_WHAT YOU ARE ASKED TO DO_: Return every line of the material exactly.

_EXERCISE MATERIALS_:
Issue #1328, opened 2025-05-30
Restore and redesign “Most Popular” sidebar


KOTungseth:
## Description
When we launched Elastic Docs v3, the "Most Popular" sidebar, which is surfaced through the Marketing team, was removed. This section helped users quickly find high-traffic, high-value content and was particularly useful for new users trying to navigate the docs. The current default sidebar is static and does not provide helpful entry points or guidance.

![Image](https://github.com/user-attachments/assets/6291036b-303b-48c0-b312-ae07116054b1)

We need to restore a version of the "Most Popular" sidebar with a refreshed design and thoughtful content strategy. This should also consider the future integration of onboarding and getting-started content.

_EXERCISE RESULT_:
Issue #1328, opened 2025-05-30
Restore and redesign “Most Popular” sidebar


KOTungseth:
## Description
When we launched Elastic Docs v3, the "Most Popular" sidebar, which is surfaced through the Marketing team, was removed. This section helped users quickly find high-traffic, high-value content and was particularly useful for new users trying to navigate the docs. The current default sidebar is static and does not provide helpful entry points or guidance.

![Image](https://github.com/user-attachments/assets/6291036b-303b-48c0-b312-ae07116054b1)

We need to restore a version of the "Most Popular" sidebar with a refreshed design and thoughtful content strategy. This should also consider the future integration of onboarding and getting-started content.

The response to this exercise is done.